PR #36416, opened 2026-05-06
Remove `mz-lsp-server` crate

sjwiesman:
## Summary

Deletes the standalone `mz-lsp-server` crate along with its release pipeline (`ci/deploy_mz_lsp_server/`), the `MzLspServerVersion` tagging class, and its workspace registration. 

## Motivation

The `mz-lsp-server` crate has been effectively unmaintained for some time and offers only limited functionality compared to a modern LSP. Rather than continue to invest in it, we are removing it now and replacing it with two parallel efforts:

* **LSP-like editing functionality embedded directly in the Materialize console**, so the most common authoring flows (parsing, formatting, completion) are available where users already write SQL.
* **A new v2 LSP server with substantially expanded functionality**, planned to ship as part of mz 2.0.

Removing the legacy crate now keeps us from having to maintain three SQL-tooling implementations in parallel during the transition.

## Scope of the change

* Deletes `src/lsp-server/`, `ci/deploy_mz_lsp_server/`, and `doc/developer/generated/lsp-server/`.
* Removes `src/lsp-server` from `[workspace] members` and `[workspace] default-members` in the root `Cargo.toml`.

● ● ●

What the exercise asks – In the listing above, find the line containing "part of mz 2.0." and the line containing "Removing the legacy", then repeat those two lines and everything between them exactly.

Written solution –
* **A new v2 LSP server with substantially expanded functionality**, planned to ship as part of mz 2.0.

Removing the legacy crate now keeps us from having to maintain three SQL-tooling implementations in parallel during the transition.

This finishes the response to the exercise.